(Collected data entries)
________________

Issue #3602, opened 2023-01-07
Text replacement feature in macOS is broken


craigcarlyle:
### What’s the bug you are facing?

There appears to be an issue when trying to use the text replacement feature built in to macOS with Tiptap. Attempting to do so will result in the following error:

![Screenshot 2023-01-06 at 4 22 29 PM](https://user-images.githubusercontent.com/1305500/211121400-ebe72750-2abe-4f91-95d1-8f1d6a27f298.png)

The error seems to be coming from [here](https://github.com/ueberdosis/tiptap/blob/62d42275c529aa3c819e85133b0ad0dd22cac934/packages/core/src/inputRules/markInputRule.ts#L64). This may be caused by an invalid `to` value 🤔 

![Screenshot 2023-01-06 at 4 02 58 PM](https://user-images.githubusercontent.com/1305500/211121548-65b5369d-939f-4c42-90ee-5b5d69231c8c.png)

### Which browser was this experienced in? Are any special extensions installed?

Chrome, Safari, Firefox

### How can we reproduce the bug on our side?

* Create a text replacement in macOS. For example, `[crd]` to `**[CARD]**`:
![Screenshot 2023-01-06 at 4 01 39 PM](https://user-images.githubusercontent.com/1305500/211121196-5f67115e-6c61-4f50-9e24-a998f5c0b9cb.png)
* Attempt to use the text replacement shortcut in Tiptap:

https://user-images.githubusercontent.com/1305500/211121301-086f4d9b-dda9-4ec7-8749-c4d8c9f49f7b.mov

### What did you expect to happen?

Expected text should be entered (like in this demo from another editor):

https://user-images.githubusercontent.com/1305500/211121065-3c909e12-f8c0-446f-9bda-e6462c55624f.mov

### Did you update your dependencies?

- [X] Yes, I’ve updated my dependencies to use the latest version of all packages.

### Are you sponsoring us?

- [x] Yes, I’m a sponsor. 💖

rfgamaral:
@bdbch This issue never ended up being fixed, can you please reopen? I have an upcoming PR to fix this 😊

bdbch:
Thanks! Reopened the issue

ElHex:
Same error, if you have the textStyle extension installed and using the ortho corrector you replace a word for the suggested one the marks dissapear.

nperez0111:
This has been released with 2.7.0-pre.0 and will be released in tiptap 2.7.0 when this beta has been tested by more users

PR #5261, opened 2024-06-21
fix: Broken text replacement feature (macOS-only)

rfgamaral:
## Changes Overview

Fixes https://github.com/ueberdosis/tiptap/issues/3602.

## Implementation Approach

This input rules feature currently works by handling the [`handleTextInput`](https://prosemirror.net/docs/ref/#view.EditorProps.handleTextInput) event, which is fired whenever the user directly inputs text. However, it's important to note that this handler is called **before** the input is applied, which is basically the source of the issue. Because of that, when a macOS text replacement happens, the positions used by the logic that handles input rules, don't match the editor state, and the editor breaks. This is an oversimplified version, but if you are interested to know more, I've written about it [here](https://discuss.prosemirror.net/t/wrong-state-in-handletextinput-when-using-macos-text-replacement/6461).

The solution implemented in this PR's patch replaces `handleTextInput` with [`handleDOMEvents`](https://prosemirror.net/docs/ref/#view.EditorProps.handleDOMEvents) for input rules, which allows us to handle the `keyup` event. Such event is better suitable here because it will fire **after** the user directly inputs text, which means the editor state will be as updated as it can be, and all position calculations will match that state.

## Testing Done

I've patched our app using Tiptap with the exact changes in this PR, and our millions of users have been using it for 3 weeks now, and we haven't received any tickets regarding editor issues since then. I'd say this change was a success.

## Verification Steps

See the reproduction steps in the referenced issue that this PR fixes.

## Checklist

### DIFF
--- a/demos/src/Examples/InteractivityComponentContent/React/index.spec.js
+++ b/demos/src/Examples/InteractivityComponentContent/React/index.spec.js
@@ -4,19 +4,19 @@ context('/src/Examples/InteractivityComponentContent/React/', () => {
   })
 
   it('should have a working tiptap instance', () => {
-    cy.get('.ProseMirror').then(([{ editor }]) => {
+    cy.get('.tiptap').then(([{ editor }]) => {
       // eslint-disable-next-line
       expect(editor).to.not.be.null
     })
   })
 
   it('should render a custom node', () => {
-    cy.get('.ProseMirror .react-component')
+    cy.get('.tiptap .react-component')
       .should('have.length', 1)
   })
 
   it('should allow text editing inside component', () => {
-    cy.get('.ProseMirror .react-component .content div')
+    cy.get('.tiptap .react-component .content div')
       .invoke('attr', 'contentEditable', true)
       .invoke('text', '')
       .type('Hello World!')
@@ -24,24 +24,27 @@ context('/src/Examples/InteractivityComponentContent/React/', () => {
   })
 
   it('should allow text editing inside component with markdown text', () => {
-    cy.get('.ProseMirror .react-component .content div')
+    cy.get('.tiptap .react-component .content div')
       .invoke('attr', 'contentEditable', true)
       .invoke('text', '')
-      .type('Hello World! This is **bold**.')
+      .click()
+    cy.get('.tiptap .react-component .content div')
+      .realType('Hello World! This is **bold**.')
+    cy.get('.tiptap .react-component .content div')
       .should('have.text', 'Hello World! This is bold.')
 
-    cy.get('.ProseMirror .react-component .content strong')
+    cy.get('.tiptap .react-component .content strong')
       .should('exist')
   })
 
   it('should remove node via selectall', () => {
-    cy.get('.ProseMirror .react-component')
+    cy.get('.tiptap .react-component')
       .should('have.length', 1)
 
-    cy.get('.ProseMirror')
+    cy.get('.tiptap')
       .type('{selectall}{backspace}')
 
-    cy.get('.ProseMirror .react-component')
+    cy.get('.tiptap .react-component')
       .should('have.length', 0)
   })
 })
--- a/tests/cypress/support/commands.js
+++ b/tests/cypress/support/commands.js
@@ -1,3 +1,5 @@
+import 'cypress-real-events'
+
 // ***********************************************
 // This example commands.js shows you how to
 // create various custom commands and overwrite
@@ -95,3 +97,11 @@ Cypress.Commands.add(
     return subject
   },
 )
+
+Cypress.Commands.add('resetEditor', () => {
+  cy
+    .get('.tiptap').then(([{ editor }]) => {
+      editor.commands.clearContent()
+    })
+    .click()
+})
--- a/demos/src/Commands/InsertContentApplyingRules/React/index.spec.js
+++ b/demos/src/Commands/InsertContentApplyingRules/React/index.spec.js
@@ -4,9 +4,7 @@ context('/src/Commands/InsertContentApplyingRules/React/', () => {
   })
 
   beforeEach(() => {
-    cy.get('.tiptap').then(([{ editor }]) => {
-      editor.commands.clearContent()
-    })
+    cy.resetEditor()
   })
 
   it('should apply list InputRule', () => {
--- a/demos/src/Examples/InteractivityComponentContent/Vue/index.spec.js
+++ b/demos/src/Examples/InteractivityComponentContent/Vue/index.spec.js
@@ -27,7 +27,10 @@ context('/src/Examples/InteractivityComponentContent/Vue/', () => {
     cy.get('.tiptap .vue-component .content')
       .invoke('attr', 'contentEditable', true)
       .invoke('text', '')
-      .type('Hello World! This is **bold**.')
+      .click()
+    cy.get('.tiptap .vue-component .content')
+      .realType('Hello World! This is **bold**.')
+    cy.get('.tiptap .vue-component .content')
       .should('have.text', 'Hello World! This is bold.')
 
     cy.get('.tiptap .vue-component .content strong')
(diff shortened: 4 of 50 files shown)


rfgamaral:
@bdbch A lot of tests are breaking because the new implementation doesn't seem to play well with `cy.type()`. Tried to replace with `realType()` ([ref](https://github.com/dmtrKovalenko/cypress-real-events)), and while I was able to fix some of them, not all of them were easily fixable with that library. Not exactly sure how to handle this, do you think you can have a look?

rfgamaral:
> This change does really feel like an edge case and I'm not super confident in the change.

For what it's worth, we've been using this change on [Todoist](https://todoist.com) for almost 2 months now, and so far we haven't had any bug reports related to the change. That said, I'd be happy if someone else could have a look and find a different solution, but personally, I have no idea how that looks like (I've already spent a lot of time on it, and this was my best shot).

rfgamaral:
@nperez0111 Any thoughts on how to better fix this issue?

nperez0111:
Hey @rfgamaral been looking at this now,

So, I think that we should be fixing the root cause instead of trying to make a workaround like this.

The root cause is that what got inputted & what exists in the editor are different. & I'm unsure that the macos text replacement feature let's you really do anything about this.

I'm not sure what a proper resolution is for this other than what you've come up with

Separately, I took a look at what remirror does (they seem to just not apply the text in this situation), I noticed that they are trying to preserve the initial stored marks https://github.com/remirror/remirror/blob/b3c8b02f7562afb7de08b4308a3302a500386d33/packages/remirror__core-utils/src/prosemirror-rules.ts#L213 and I think that we should be doing that too actually.

rfgamaral:
> Separately, I took a look at what remirror does (they seem to just not apply the text in this situation), I noticed that they are trying to preserve the initial stored marks https://github.com/remirror/remirror/blob/b3c8b02f7562afb7de08b4308a3302a500386d33/packages/remirror__core-utils/src/prosemirror-rules.ts#L213 and I think that we should be doing that too actually.

But going that route, the macOS text replacement feature will cease to work, right?

nperez0111:
> But going that route, the macOS text replacement feature will cease to work, right?

I think the storedMarks is completely separate & orthogonal to this, I just saw it in trying to understand how they implemented it.

In their editor, the text will replace, but not match the mark, which I honestly think is acceptable. I think that the main goal here should be to not crash the editor and a secondary goal can be to get it to be marked up properly.

The main issue that I have with your solution is:
 1. I'm unsure how it will work with someone using IME, as I'm unsure if that triggers keyup.
 2. it is pretty obscure why it needs to be handled like that & I don't like that it gates on there being a single character inputted, I'm unsure how that would work with other languages

rfgamaral:
> I think that the main goal here should be to not crash the editor and a secondary goal can be to get it to be marked up properly.

I can understand that, although, to be fair, the editor doesn't crash per se 😅, it continues to work despite the error on the console.

> The main issue that I have with your solution is

For what it's worth, I can tell you that we've been using this workaround for a couple of months now, and we have a huge user base where some users use IMEs, and we also [support lots of different languages](https://todoist.com/help/articles/change-languages-in-todoist-EJZMow). So far, we haven't had anyone complaining about issues in the editor related to this particular change.

> I'm unsure how it will work with someone using IME, as I'm unsure if that triggers keyup.

Firefox seems to fire it as expected ([ref](https://developer.mozilla.org/en-US/docs/Web/API/Element/keyup_event#keyup_events_with_ime)), and I'm sure Chromium-based browsers will as well.

> it is pretty obscure why it needs to be handled like that

I don't think it's that obscure... I mean, we've reached the conclusion that the main issue is "what got inputted & what exists in the editor are different", and that's an issue caused by handling input rules with `handleTextInput` which is called **before** the input is applied to the editor state. My solution only changes the handling of input rules to be called **after** the input is applied to the editor state. Why do you think that's obscure?

If we go to the ProseMirror source ([ref](https://github.com/ProseMirror/prosemirror-view/blob/master/src/input.ts#L141-L158)), we can see that `handleTextInput` is called within `keypress`, and I've only changed this to be handled on `keyup`. If ProseMirror had implemented a `handleTextInputBefore` (`keypress`) and `handleTextInputAfter` (`keyup`), it would've been just a matter of changing the name of the handler.

rfgamaral:
> Alright, I'm convinced by your argument.

I wasn't trying to convince you per se 😅, just sharing my point of view. Ultimately, this is your call, of course 👍

rfgamaral:
@nperez0111 The test pipeline is still running, but I should've fixed all Cypress tests. It required the usage of [`cypress-real-events`](https://github.com/dmtrKovalenko/cypress-real-events) for typing instead of using Cypress's default `type` (which are simulated and not real events, thus not all handlers are called correctly when expected).

nperez0111:
> @nperez0111 The test pipeline is still running, but I should've fixed all Cypress tests. It required the usage of [`cypress-real-events`](https://github.com/dmtrKovalenko/cypress-real-events) for typing instead of using Cypress's default `type` (which are simulated and not real events, thus not all handlers are called correctly when expected).

Thanks for this, didn't realize that you had a library in mind that worked for this.

rfgamaral:
> Thanks for this, didn't realize that you had a library in mind that worked for this.

It's what we also use internally to solve issues like this (i.e. when `.type` from Cypress is insufficient).

rfgamaral:
@nperez0111 @bdbch @svenadlung  Finally got all tests to pass, feel free to review.

tests/cypress/support/commands.js
```diff
@@ -95,3 +97,11 @@ Cypress.Commands.add(
     return subject
   },
 )
+
+Cypress.Commands.add('resetEditor', () => {
```
nperez0111, line 101: smart!

demos/src/Examples/InteractivityComponentContent/React/index.spec.js
```diff
@@ -4,44 +4,47 @@ context('/src/Examples/InteractivityComponentContent/React/', () => {
...
   it('should allow text editing inside component with markdown text', () => {
-    cy.get('.ProseMirror .react-component .content div')
+    cy.get('.tiptap .react-component .content div')
       .invoke('attr', 'contentEditable', true)
       .invoke('text', '')
-      .type('Hello World! This is **bold**.')
+      .click()
+    cy.get('.tiptap .react-component .content div')
+      .realType('Hello World! This is **bold**.')
+    cy.get('.tiptap .react-component .content div')
```
nperez0111, line 33: Just so I understand better, does realType not support chaining or is this a timing thing?

demos/src/Examples/InteractivityComponentContent/React/index.spec.js
```diff
@@ -4,44 +4,47 @@ context('/src/Examples/InteractivityComponentContent/React/', () => {
   })
 
   it('should have a working tiptap instance', () => {
-    cy.get('.ProseMirror').then(([{ editor }]) => {
+    cy.get('.tiptap').then(([{ editor }]) => {
```
nperez0111, line 7: Appreciate you adding consistency here

bdbch (approved):
lgtm! ty @rfgamaral

demos/src/Examples/InteractivityComponentContent/React/index.spec.js
rfgamaral: I'm no Cypress expert but:

- I initially tried with chaining, but it didn't work
- All our internal tests don't chain the `.real*` calls
- Examples on the [official repo](https://github.com/dmtrKovalenko/cypress-real-events) do use chaining
    - But like I said, I couldn't make it work...

Nantris:
@rfgamaral I'm sorry to report this change breaks our existing input rules, and further breaks `undo` behavior for our apparently still-functional input rules. See #5598

nperez0111:
This was not released with 2.7 due to the potential breaking change

Nantris:
Just FYI I noticed this is listed in the 2.7.0 change list despite not being included.

Sorry again to have been the bearer of bad news. It's a worthwhile goal to get `InputRules` working with the text replacement feature on macOS.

________________

> _Task requirements_
Read the lines above. Gather those in which the string "exists" is found.

> _Answer_
The root cause is that what got inputted & what exists in the editor are different. & I'm unsure that the macos text replacement feature let's you really do anything about this.
I don't think it's that obscure... I mean, we've reached the conclusion that the main issue is "what got inputted & what exists in the editor are different", and that's an issue caused by handling input rules with `handleTextInput` which is called **before** the input is applied to the editor state. My solution only changes the handling of input rules to be called **after** the input is applied to the editor state. Why do you think that's obscure?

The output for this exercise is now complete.